Researchers took data from about 23 million hospital admissions from 162 hospitals in 44 states between Jan. 1, 2009 and Sept. 31, 2015.

Of the 4 million who required acute care, 21,705 patients were hospitalized for opioid overdoses. Those who survive often receive pricey renal replacement therapy or dialysis.

“We found a 34 percent increase in overdose-related ICU admissions while ICU opioid deaths nearly doubled during that same period,” said Lena Novack in the release, a lecturer in BGU’s School of Public Health.

Mortality rates and number of hospital admissions continued to rise, and the average cost of care per overdose admission increased by 58 percent.
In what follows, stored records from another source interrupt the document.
PR #44, opened 2015-10-13
PP-163

rahul-vinayak:
PP-163 connector changes to introduce new charge state “ENTERING_CARD_DETAILS” when user lands on card details page. Introduced a new PUT endpoint for charge state


acceleanu:
rebuild

src/main/java/uk/gov/pay/connector/resources/ChargesFrontendResource.java
```diff
@@ -37,20 +44,47 @@ public ChargesFrontendResource(ChargeDao chargeDao) {
...
+                .orElseGet(() -> responseWithChargeNotFound(logger, chargeId));
+    }
 
-                    return ok(responseData).build();
-                })
+    @PUT
+    @Path(PUT_CHARGE_STATUS_FRONTEND_PATH)
+    @Produces(APPLICATION_JSON)
+    public Response updateChargeStatus(@PathParam("chargeId") String chargeId, Map newStatusMap) {
+        Optional<Map<String, Object>> maybeCharge = chargeDao.findById(chargeId);
```
acceleanu: - input validation missing
- please have a look at ChargesApiResource.createNewCharge

src/main/java/uk/gov/pay/connector/resources/ChargesFrontendResource.java
```diff
@@ -37,20 +44,47 @@ public ChargesFrontendResource(ChargeDao chargeDao) {
...
+        return maybeCharge
+                .map(charge -> updateStatus(charge, ChargeStatus.chargeStatusFrom(newStatusMap.get("new_status").toString())))
                 .orElseGet(() -> responseWithChargeNotFound(logger, chargeId));
     }
 
+    private Response updateStatus(Map<String, Object> charge, ChargeStatus chargeStatus) {
+        String charge_id = charge.get("charge_id").toString();
+        if (!hasStatus(charge, CREATED, ENTERING_CARD_DETAILS)) {
+            return ResponseUtil.badRequestResponse(logger, "charge with id: " + charge_id + " cant be updated to the state: " + ENTERING_CARD_DETAILS.getValue());
```
kakumara: Shouldn't this be a Conflict(409) than a 400 ?

src/main/java/uk/gov/pay/connector/resources/ChargesFrontendResource.java
kakumara: (Suggestion) Would it be better to do in one update? UPDATE 'something' where STATUS is in (something) and check if the the updated no of rows not 0 ? (Just to avoid the transaction problem updated by another thread between the calls)

src/main/java/uk/gov/pay/connector/resources/ChargesFrontendResource.java
```diff
@@ -37,20 +44,47 @@ public ChargesFrontendResource(ChargeDao chargeDao) {
...
 
-                    return ok(responseData).build();
-                })
+    @PUT
+    @Path(PUT_CHARGE_STATUS_FRONTEND_PATH)
+    @Produces(APPLICATION_JSON)
+    public Response updateChargeStatus(@PathParam("chargeId") String chargeId, Map newStatusMap) {
+        Optional<Map<String, Object>> maybeCharge = chargeDao.findById(chargeId);
+        return maybeCharge
+                .map(charge -> updateStatus(charge, ChargeStatus.chargeStatusFrom(newStatusMap.get("new_status").toString())))
```
kakumara: (may be more of a question)
How good is to expose actual status value to be taken from outside directly in to the database? isn't it better to get an expectation from the outside and let the connector decide the actual status value to be stored in the database?

src/main/java/uk/gov/pay/connector/resources/ChargesFrontendResource.java
rahul-vinayak: @acceleanu added missing input validation, and a new test to cover that.

rahul-vinayak: @kakumara yes it would be a good idea, however as we discussed we would be looking at making all the updates and inserts transactional at some point this would be addressed like all the other places it is needed.

src/main/java/uk/gov/pay/connector/resources/ChargesFrontendResource.java
rahul-vinayak: @kakumara good point but looking up the explanation of where should you do 409 conflict is mostly where an update is done on a set of data that is outdated, or old, and my understanding is that it would mean the client should get the latest data and then try to send the same modification request again which would solve it (409 is mostly used with version mismatch to signify outdated data), however here no matter if they fetch latest data and send the same modification request it would not succeed, so a Bad request 400 seems more appropriate.

src/main/java/uk/gov/pay/connector/resources/ChargesFrontendResource.java
rahul-vinayak: Yes there was a discussion about it whether Frontend should have knowledge of the charge statuses of what should it ask connector to set it to, and we decided Frontend is another app hosted by us so is going to be a safe source, for now atleast. Also the string value coming from frontend will be updated only if it matches a lookup in the charge status Enum in connector, so it wont be just any string.

rahul-vinayak: Although it reminds me I should write a test which tries to set any arbitary string as charge status and see how it fails

rahul-vinayak:
rebuild

src/main/java/uk/gov/pay/connector/resources/ChargesFrontendResource.java
SiliconMeeple: "How can you have a problem with us delivering this new window with a giant crack in it? All your other windows are broken!"

If it's reasonably straightforward to fix, could we not commit known bugs please?

src/main/java/uk/gov/pay/connector/resources/ChargesFrontendResource.java
```diff
@@ -48,28 +55,65 @@ public ChargesFrontendResource(ChargeDao chargeDao, GatewayAccountDao accountDao
...
         return reduce(validateGatewayAccountReference(gatewayAccountId)
                 .bimap(handleError, listTransactions(gatewayAccountId)));
+    }
+
+    private Response updateStatus(Map<String, Object> charge, ChargeStatus chargeStatus) {
+        String charge_id = charge.get("charge_id").toString();
+        if (!hasStatus(charge, CREATED, ENTERING_CARD_DETAILS)) {
+            return ResponseUtil.badRequestResponse(logger, "charge with id: " + charge_id + " cant be updated to the state: " + ENTERING_CARD_DETAILS.getValue());
+        }
+        chargeDao.updateStatus(charge_id, chargeStatus);
```
ijmad: There is an issue with transactionality here. We get the charge on Line 75, and then update it on Line 99 without checking if someone has changed it in the meantime, concurrently with us. One way to fix this would be to wrap the entire interaction in a DB transaction, another would be to ensure the updateStatus checks the existing status before changing it with a WHERE clause, and checks the number of affected rows afterwards.

rahul-vinayak: Applied the second way of updating now, an update method that takes in a new status and a list of present valid statuses on which the update is applied upon, it returns the number of rows updated.

src/main/java/uk/gov/pay/connector/resources/ChargesFrontendResource.java
rahul-vinayak: implemented as discussed in the broader discussion of applying updates where.......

The study also found that Massachusetts and Indiana had the highest amount of opioid hospitalizations in the U.S., while Pennsylvania showed a drastic increase in overdoses, nearly doubling admissions since 2009.

However, Novack said their estimates may actually be on the low side.

“Our findings raise the need for a national approach to developing safe strategies to care for ICU overdose patients, to providing coordinated resources in the hospital for patients and families, and to helping survivors maintain sobriety following discharge,” the researchers concluded in the study.